Hardening against external attack. Agent security posture should include specific defenses against prompt injection, particularly indirect injection through external data sources. This means treating ingestion surfaces — documents, emails, web content, API responses, database records — as potentially adversarial. Architectural separation between trusted instructions and untrusted data, output validation before action execution, and strict tool-call verification should be standard requirements for any agent with meaningful access to systems or data.
Multi-agent trust governance. In environments where agents interact with other agents, explicit trust models are required. Agents should not inherit the permissions of agents they communicate with. Actions triggered through agent chains should be validated against the authorization context of the initiating request, not the executing agent. MCP server provenance and integrity should be verified before agents are permitted to consume their tooling.
Observability and control. Agent actions should be logged in a way that is attributable, queryable, and correlated across systems. High-risk agents — those with write access to critical systems, financial authority, or access to sensitive data — should have real-time behavioral monitoring and a clear, tested disable mechanism. Logging standards should be defined explicitly, not left to individual implementation choices.
Accountability and lifecycle management. Every agent should have a defined scope, a documented approval, an active owner, and a decommissioning plan. Governance should include periodic reviews of what each agent is actually doing versus what it was approved to do — because the two often diverge over time as agents accumulate access and workflows evolve around them.
Accepting The Tradeoffs
AI agents are delivering real productivity gains in organizations that have deployed them thoughtfully. The promise is not hype. Agents represent a genuine shift in how work gets done, and organizations that learn how to govern them well will gain advantages that are difficult to replicate — not by avoiding agents, but by integrating them responsibly.
At the same time, the risks are neither theoretical nor future-state. Prompt injection attacks against production agents are documented and increasing. Shadow agents with broad access are already operating in enterprise environments without centralized awareness. Multi-agent systems are creating accountability gaps that traditional security and governance models were never designed to handle. Privilege accumulation is happening quietly, at scale, in ways that no single team or individual fully understands.

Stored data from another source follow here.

PR #6, opened 2021-03-10
Fixed LI/VLI recipes

schaefi:
some value errors as well as an invalid type setup.
Also there is no oem config.sh template in the image
definition tree. I just copied the vm template for the
moment

### DIFF
--- a/data/csp/azure/li/profile.yaml
+++ b/data/csp/azure/li/profile.yaml
@@ -1,7 +1,7 @@
 profile:
   oemparameters:
     bootloader: grub2
-    bootpartition: false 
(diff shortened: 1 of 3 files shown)


jesusbv (approved):
Good catch

jesusbv:
> Also there is no oem config.sh template in the image
> definition tree. I just copied the vm template for the moment

Should we add a reminder/note to not forget adding/ changing it at a later time ?

schaefi:
I added https://github.com/SUSE-Enceladus/keg-recipes/issues/7 to track the missing oem templates

PR #8, opened 2021-03-10
Update scripts section to be more explicit

schaefi:
The current way of describing script data was only done
for one script (config.sh) and does not allow to distinguish.
We also need support for creating (images.sh) and thus this
commit updates the scripts such that they follow the
implementation from SUSE-Enceladus/keg#37


rjschwei (commented):
LGTM

PR #11, opened 2021-03-19
Azure LI/VLI refactor

jgleissner:
This moves the Azure LI and VLI modules into the own branch `csp/azure-baremetal`. There are a couple of things I'd like to get feedback on:

The package list contains a handful of SAP HANA specific packages. While we don't have another use case for Azure baremetal instances at the moment, theoretically you could have Azure baremetal instances where you don't want those. Those packages could be moved into another module, to be included in the `sles-sap/azure-{li,vli}` image definitions, to make it more granular. This could of course be done later if the need arises, but I thought I'd check for opinions.

The other thing is, the LI and VLI SLES 15 SP2 image descriptions as we use them at the moment differ in a way that doesn't seem to make sense (to me anyway), more specifically VLI includes a set of release packages LI doesn't:

```
sle-ha-release
sle-module-basesystem-release
sle-module-cap-tools-release
sle-module-containers-release
sle-module-desktop-applications-release
sle-module-development-tools-release
sle-module-legacy-release
sle-module-public-cloud-release
sle-module-sap-applications-release
sle-module-server-applications-release
sle-module-web-scripting-release
```

We generally don't install release files for modules in BYOS images so they should probably not be included in VLI builds either. I didn't include it in the recipes, but thought I'd double-check in case there is a reason for it.


jgleissner:
Any opinions?

schaefi:
sorry for the delay, looking at it today

schaefi:
> The package list contains a handful of SAP HANA specific packages. While we don't have another use case for Azure baremetal instances at the moment, theoretically you could have Azure baremetal instances where you don't want those. Those packages could be moved into another module, to be included in the sles-sap/azure-{li,vli} image definitions, to make it more granular. This could of course be done later if the need arises, but I thought I'd check for opinions.

I agree it would be good to have the HANA specific packages and settings separated. These settings are not specific to LI/VLI as the same HANA setup is used on the machines. So would be great to have that once and use it in LI/VLI ... and whatever will come next. I agree with you this can be done in a followup PR

schaefi:
> The other thing is, the LI and VLI SLES 15 SP2 image descriptions as we use them at the moment differ in a way that doesn't seem to make sense (to me anyway), more specifically VLI includes a set of release packages LI doesn't:

This is interesting. I wasn't aware of that difference. I agree they should not be installed. Thanks for catching this

schaefi:
If I read the PR correctly the release issue is already covered. So this looks good to me

schaefi (approved):

rjschwei (approved):

rjschwei:
Sorry for the slow review

PR #12, opened 2021-04-23
Add support for archive tags

jgleissner:
This PR adds archive tags to the schema templates. There were already archive tags referenced in the templates, but those don't exist in that form in the data dictionary and hence were effectively no-ops.


jgleissner:
This PR requires https://github.com/SUSE-Enceladus/keg/pull/47 to be functional.

rjschwei (approved):

PR #13, opened 2021-04-27
Split EC2 data module

jgleissner:
Moved packages from base EC2 module into csp/ec2/addon/aws-tool so CHOST canuse a stripped down set of EC2 packages.
Moved ECS module into csp/ec2/addon.
Added aws-sap-agent in csp/ec2/addon (will be used in SLE12 images).

### DIFF
--- a/data/csp/ec2/addon/aws-sap-agent/sle12/overlayfiles.yaml
+++ b/data/csp/ec2/addon/aws-sap-agent/sle12/overlayfiles.yaml
@@ -1,0 +1,4 @@
+overlayfiles:
+  ec2-addon-aws-sap-agent:
+    include:
+      - script-install-aws-agent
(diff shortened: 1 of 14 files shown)


jgleissner:
Btw, I noticed that some SLES 12 images include `python-ec2metadata` and some `python3-ec2metadata`. Is this on purpose or should all use the python3 version?

rjschwei:
@jgleissner `python3-ec2metadata` did not get pushed all the way back to SLES 12, but I think started inSLES 12 SP1 repos. By the time we switched to `python3-ec2metadata` 12 SP1 may have been out of support already as such the difference. This should remain as is for historical purposes/re-construction if necessary.

rjschwei (approved):

jgleissner:
> @jgleissner `python3-ec2metadata` did not get pushed all the way back to SLES 12, but I think started inSLES 12 SP1 repos. By the time we switched to `python3-ec2metadata` 12 SP1 may have been out of support already as such the difference. This should remain as is for historical purposes/re-construction if necessary.

That's fine. There are SLES12 SP4 images that use `python-ec2metadata` as well though. Perhaps they simply weren't updated because they are inactive already, so I guess using `python3-ec2metadata` in keg-recipes for those shouldn't be an issue.

PR #14, opened 2021-05-05
Merge kiwi template into one-size-fits-all version

jgleissner:
Drop oem and vm_singlebuild version and absorb functionality in default vm.kiwi.templ.
Move dict_to_param_string macro into macros.jinja.

This does away with duplication in the template files. The `oem` version was mostly added for the Azure LI/VLI images, and their parameter structure is a bit different from the VM images, and it seemed easier to deal with this moving the image parameters into another namespace, but since Azure baremetal resides in its own space now, this isn't really necessary.

The idea of `vm_singlebuild` was to have a simpler template, but it turned out to be barely simpler and supporting both in one template doesn't increase complexity much. IMO not having duplication in the templates outweighs that significantly. Also, since the single and multi build data is treated differently, we have some special sauce in `keg` to handle that, which could be dropped with this approach. Single build is automatically used when there is only a 'common' profile defined. There's a slight drawback that image definitions that inherit multi build profiles would need to overwrite them to become single build, but I think this would be acceptable.


rjschwei (approved):
LGTM

PR #15, opened 2021-05-06
Refactor SLE15 data

jgleissner:
Sorry, this PR is way too big.

Changes overview
-------------------------

Split base/sles into base/sle and products/sles.
Move base/chost to products/chost.
Move base/hpc to products/hpc.
Add Aliyun module.
Break some CSP specific packages off into 'addon' modules. This allows for
leaner images (e.g. CHOST).
Add kernel-azure addon module.
Use default template for Azure LI/VLI images.
Use lowercase for namespaces for consistency.
Fine-tune package selections.
Move config:config_script: to config: and config:image_script: to setup:.

Details
---------

Splitting `base/sles` into `base/sle` and `products/sles` has two purposes. It creates a common SLE base for products to use, but moves some packages out that are not in all the images. Also, `sles-release` conflicts with other product release packages so it must only be included in a SLES image.

Moving chost and hpc to `products` was done because including those modules makes the image a 'product' (i.e. inlcudes a product release package).

Breaking off CSP specific packages into separate modules was basically done so they wouldn't need to be included in CHOST.

I changed the Azure LI and VLI images to use the unified template of https://github.com/SUSE-Enceladus/keg-recipes/pull/14. This also applies to the EC2-ECS image, which I changed to singlebuild. Forgot that in the commit log.

I moved `config:config_script:` and `config:image_script:` keys to root as `config:` and `setup:`. The additional hierarchy level didn't really serve a purpose. I've adjusted the templates, although I'm planning to get rid of those as per @schaefi's suggestion, as using a template engine for piecing the scripts together doesn't really provide a benefit.

The namespace keys' naming wasn't consistent (mixed lower- and uppercase). I changed it to use lowercase everywhere (except for the profile names). Please complain if you prefer uppercase.

A lot of fine-tuning and moving around package lists. This makes the PR especially bloated, sorry about that.

Open questions
---------------------

I've set up test builds and compared the package lists with the ones from the existing builds and they match pretty well, with a few exceptions.

- system-group-wheel

This is in some images, missing in most. Any objections to include this in all images?

- python3-google-auth

This package and a few related ones are in GCE SLES for SAP but not in SLES. Should they really be in SLES for SAP only?

- SuSEfirewall2 (in Azure LI/VLI)

This package is obsolete and unmaintained, so it should not be included. Is it ok to replace it with `firewalld`?

- salt-minion (not in Azure LI/VLI)

This is in all BYOS images except Azure LI/VLI. Should it be included?

- sap-suse-cluster-connector
- system-role-sles4sap
- socat

Those are in SLES for SAP images but not Azure LI/VLI. Should we include them?

- audit
- kdump
- terminfo

Those are not in the released EC2-ECS image but since those packages are in everything else they are in `base/jeos` at the moment and hence get  included in the keg generated version. Is it ok to include them going forward?

- cloud-netconfig (not in CHOST)

The released (and kegged) CHOST images don't contain cloud-netconfig. Wouldn't it be useful though to include it? It's a few shell scripts so the package is really small.

- docker in Manager images

The released SUSE Manger images contain docker, not sure whether that makes sense. Should we leave it in or drop it?


rjschwei:
Handling questions separately form the review and first:

> system-group-wheel
> This is in some images, missing in most. Any objections to include this in all images?

No can and should be in all images.

> python3-google-auth
> This package and a few related ones are in GCE SLES for SAP but not in SLES. Should they really be in SLES for SAP only?

Yes SLES4SAP only, is needed by the resource agent.

> SuSEfirewall2 (in Azure LI/VLI)
> This package is obsolete and unmaintained, so it should not be included. Is it ok to replace it with firewalld?

Yes should be replaced by firewalld

> salt-minion (not in Azure LI/VLI)
> This is in all BYOS images except Azure LI/VLI. Should it be included?

salt-mnion is in the BYOS images to make setup automation via terraform templates possible, i.e. enable the SHAP team automation. There is no automation in LI/VLI as such having the package in those images would be superfluous. Anyone wanting to manage LI/VLI with SUMa will need to enroll those systems and then they get salt-minion as part of the bootstrap process.

> sap-suse-cluster-connector
> system-role-sles4sap
> socat
> Those are in SLES for SAP images but not Azure LI/VLI. Should we include them?

Those should not be missing in LI/VLI they are all important to set up HA

> audit
> kdump
> terminfo
> Those are not in the released EC2-ECS image but since those packages are in everything else they are in base/jeos at the moment and hence get included in the keg generated version. Is it ok to include them going forward?

Yes OK to include for now. When we have SLE-Micro sorted out the ECS image will be re-based, or it will switch to a CHOST like implementation.

> cloud-netconfig (not in CHOST)
> The released (and kegged) CHOST images don't contain cloud-netconfig. Wouldn't it be useful though to include it? It's a few shell scripts so the package is really small.

Well I do not know if the stack above, i.e. the VLAN setup code in docker/podman/systemd properly handles multiple interfaces. I am not certain to container world is at that point just yet. I'd say we leave it as is until we get a request to support multiple interfaces on container hosts.

> docker in Manager images
> The released SUSE Manger images contain docker, not sure whether that makes sense. Should we leave it in or drop it?

docker was added at some point everywhere to make it easier for customers to run containers. Of course since then podman has emerged and docker is somewhat on it's way out. I don't necessarily see a reason to remove docker from the SUMa images, but am also fine to drop it. SUMa itself will be containerized at some point and as such we'll get a container setup engine back in some way shape or form.

rjschwei (approved):
LGTM

The only thing I'd say is that we might want to rethink the name use for `jeos`. We might eventually want the "jeos" team to move their image descriptions into keg-receipies as well and our `jeos` is just a bit different. Avoiding this name conflict now may be easier than trying to do it later.

jgleissner:
> The only thing I'd say is that we might want to rethink the name use for `jeos`. We might eventually want the "jeos" team to move their image descriptions into keg-receipies as well and our `jeos` is just a bit different. Avoiding this name conflict now may be easier than trying to do it later.

Good point. The `jeos` module in keg is really the set of packages that is in everything. Probably a good idea to avoid ambiguity with a potential JeOS product. Maybe call it `minimal`? Or `common`?

rjschwei:
`minimal` also has a meaning in SLE already as in the `minimal pattern`. `common` works for me

jgleissner:
> > python3-google-auth
> > This package and a few related ones are in GCE SLES for SAP but not in SLES. Should they really be in SLES for SAP only?
> Yes SLES4SAP only, is needed by the resource agent.

Ok, will put them in an `addon` module for GCE.

> > docker in Manager images
> > The released SUSE Manger images contain docker, not sure whether that makes sense. Should we leave it in or drop it?
> 
> docker was added at some point everywhere to make it easier for customers to run containers. Of course since then podman has emerged and docker is somewhat on it's way out. I don't necessarily see a reason to remove docker from the SUMa images, but am also fine to drop it. SUMa itself will be containerized at some point and as such we'll get a container setup engine back in some way shape or form.

Ok. In keg-recipes `docker` is currently not in proxy but still in server. I guess running docker workloads on SUMa hosts isn't really recommended so maybe we shouldn't include it, but I don't have a strong opinion on this.

jgleissner:
I've added the `google-auth` module and renamed `base/jeos` to `base/common`, and also pushed a couple of tweaks. From my point of view the PR is good to be merged.

PR #17, opened 2021-05-18
Replace script templates with header only templates

jgleissner:
This PR drops the full blown script templates and only leaves small templates to generate script headers. This corresponds to https://github.com/SUSE-Enceladus/keg/pull/50.


schemas/config_sh_header.templ
```diff
@@ -0,0 +1,38 @@
+#!/bin/bash
+#================
+# FILE          : config.sh
+#----------------
+# PROJECT       : SUSE Public Cloud recipes
+# COPYRIGHT     : (c) 2021 SUSE LLC. All rights reserved
```
rjschwei, line 6: The year should be a variable so we do not have to touch the template every year to update.

schemas/images_sh_header.templ
```diff
@@ -0,0 +1,33 @@
+#!/bin/bash
+#================
+# FILE          : image.sh
+#----------------
+# PROJECT       : SUSE Public Cloud recipes
+# COPYRIGHT     : (c) 2021 SUSE LLC. All rights reserved
```
rjschwei, line 6: ditto copyright year as variable

rjschwei (changes requested):

jgleissner:
It's certainly possible to generate the year in the copyright notice. Do we actually need one in a generated script?

rjschwei:
> It's certainly possible to generate the year in the copyright notice. Do we actually need one in a generated script?

Well if we call out the copyright notice, which I think we are expected to, then that notice does have to have a year. Whether the code is generated or manually created is immaterial.

rjschwei (approved):

PR #80, opened 2021-12-02
- Include the registration client in all images to support BYOS instance

rjschwei:
using the update infrastructure


rjschwei:
@jgleissner this has no effect on config.sh generation correct? For BYOS we do not want to enable the regionsrv client service by default.

jgleissner:
The guestregister service gets enabled by `data/base/cloudreg/sle?/config.yaml`. Since we're getting rid of `data/base/cloudreq`, those configs would need to be replicated in `data/csp/*/ondemand/sle?`.

images/cross-cloud/sle-hpc/ondemand/profiles.yaml
```diff
@@ -10,17 +9,14 @@ profiles:
...
   EC2:
     description: EC2 configuration
     include:
       - csp/ec2/addon/aws-tools
-      - csp/ec2/ondemand
   GCE:
     description: GCE configuration
     include:
       - csp/gce/addon/gce-tools
-      - csp/gce/ondemand/hpc
```
jgleissner, line 26: We'll have to retain the `ondemand` includes. Firstly, because we probably want to put the config section that enables `guestregister.service` there, and secondly because we use those paths to slot in the billing tags from the private repo.

jgleissner (changes requested):

data/csp/gce/ondemand/config.yaml
```diff
@@ -0,0 +1,4 @@
+config:
+  services:
+    cloudreg:
+      - guestregister
```
jgleissner, line 4: While this would work, we decided at some point to completely separate SLE 12 and 15 configurations. It creates duplication but keeps it simpler overall and avoids accidentally changing something in the other code stream. So this should be in `sle12` and `sle15` sub dirs under `ondemand`.

data/csp/gce/ondemand/overlayfiles.yaml
```diff
@@ -0,0 +1,4 @@
+overlayfiles:
+  motd-ondemand:
+    include:
+      - motd-addon-mgmt
```
jgleissner, line 4: Ditto.

images/cross-cloud/sle-hpc/ondemand/profiles.yaml
```diff
@@ -10,10 +9,11 @@ profiles:
   Azure:
     description: Azure configuration
     include:
-      - csp/azure/ondemand/hpc
       - csp/azure/addon/azure-kernel
       - csp/azure/addon/azure-tools
       - csp/azure/addon/waagent-rdma
+      - csp/gce/ondemand
```
jgleissner, line 15: This probably meant to read `azure` instead of `gce` (in which case it would be superfluous). Should be removed.

images/cross-cloud/sle-hpc/ondemand/profiles.yaml
```diff
@@ -23,4 +23,5 @@ profiles:
     description: GCE configuration
     include:
       - csp/gce/addon/gce-tools
+      - csp/gce/ondemand
```
jgleissner, line 26: This line isn't necessary because the line `csp/gce/ondemand/hpc` below already includes all parent directories. It doesn't harm either, and may be used to create more descriptive image definitions I suppose. So far I've always opted for the most compact definition though.

jgleissner (changes requested):

rjschwei:
Now that we have to make modifications I am wondering about the separation by convention. But that is for another time. So here is my next attempt.

images/cross-cloud/sles-sap/ondemand/profiles.yaml
```diff
@@ -1,14 +1,14 @@
...
     include:
-      - base/cloudreg
       - base/common
       - base/sle
       - base/sle-modules
       - products/sap/ondemand
   Azure:
     include:
       - csp/azure/addon/azure-tools
+      - csp/azure/ondemand
```
jgleissner, line 11: This is superfluous as `csp/gce/ondemand/sap` already includes it. Unless you want it for cosmetic reasons, I suggest removing it.

images/cross-cloud/sles-sap/ondemand/profiles.yaml
```diff
@@ -19,4 +19,5 @@ profiles:
       - csp/gce/addon/fence-agent-deps
       - csp/gce/addon/gce-tools
       - csp/gce/addon/google-auth
+      - csp/gce/ondemand
```
jgleissner, line 22: Superfluous.

images/cross-cloud/sles/ondemand/profiles.yaml
```diff
@@ -28,4 +27,5 @@ profiles:
     description: GCE configuration
     include:
       - csp/gce/addon/gce-tools
+      - csp/gce/ondemand
```
jgleissner, line 30: Superfluous.

jgleissner (changes requested):
I suggest removing the superfluous lines in the image descriptions, but otherwise looks good.

jgleissner (approved):

PR #90, opened 2022-01-14
Disable cgroup kernel memory tracking for CHOST images 15 SP2 and later

rjschwei:


jgleissner (approved):
Technically, parameters `cgroup_enable` and `swapaccount` are superfluous, but don't do harm.

PR #96, opened 2022-02-02
Add iscsi-formula to SLES for SAP 15 SP4 (bsc#1195225)

jgleissner:


jgleissner:
Still not quite right, new PR coming.

PR #103, opened 2022-02-08
- Fix quotation for default repo setup

rjschwei:


jgleissner:
Thanks. One comment, the change log generator expects the commit message to be formatted like this:
```
Subject
<NEWLINE>
Detailed changes.
```
It doesn't make sense to start the subject with a hyphen, since it's not supposed to be a list. The detailed changes section can be a list. The log generator actually removes leading '- ' from the subject so it doesn't look odd in the change log. I should add some documentation about the expected format.

jgleissner (approved):

Issue #106, opened 2022-02-08
Overlay tree is not correct for GCE HPC PAYG image


rjschwei:
Should be the same as for the BYOS image. The BYOS image is correct. In the PAYG version limits.d settings are missing for example.

rjschwei:
That said in the BYOS image it looks like `etc/motd.d/30-mgmt` appears to be missing

jgleissner:
`/etc/motd.d/30-mgmt` is only in on-demand images. I think I initially only added SLE-HPC BYOS for GCE as we didn't have an on-demand GCE build in the SUSE namespace and never added the appropriate overlay config for on-demand. I'll fix it.

jgleissner:
Fix was merged.

PR #107, opened 2022-02-09
Include GCE specific config for SLE-HPC 15 in PAYG

jgleissner:
Include GCE specific settings for SLE-HPC 15 also in PAYG descriptions not just BYOS.

Fixes https://github.com/SUSE-Enceladus/keg-recipes/issues/106.


images/cross-cloud/sle-hpc/byos/profiles.yaml
```diff
@@ -19,4 +19,5 @@ profiles:
     description: GCE configuration
     include:
       - csp/gce/addon/gce-tools
+      - csp/gce/addon/hpc-tweaks
```
rjschwei, line 22: hpc-tweaks??? really, how about `hpc-settings` or `hpc-configs`

jgleissner: Well, it tweaks the GCE module for use with the HPC module. I've used the term before for CHOST on Azure, although admittedly, the HPC add-on for GCE is a bit more substantial. I can rename both.

rjschwei (approved):

PR #108, opened 2022-02-09
Include SUSE Manager version in image names

jgleissner:


rjschwei (changes requested):

rjschwei:
And for the image name plaese move the version after `Server` and `Proxy` respectively. Thanks

jgleissner:
> And for the image name plaese move the version after `Server` and `Proxy` respectively. Thanks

The objective is not to slow deployment. It is to make deployment survivable — to build the controls that allow organizations to move quickly with confidence rather than quickly with exposure they cannot see or explain. That requires accepting the tradeoff honestly: agents create leverage, but they also demand explicit decisions about identity, access, trust, and accountability.
Organizations that approach agentic AI as an identity problem, a threat surface problem, and a governance problem at the same time will be better positioned than those that treat it as any one of these in isolation. Agents are already part of enterprise systems. The remaining question is whether the controls and clarity will be put in place deliberately — or only after something forces the issue.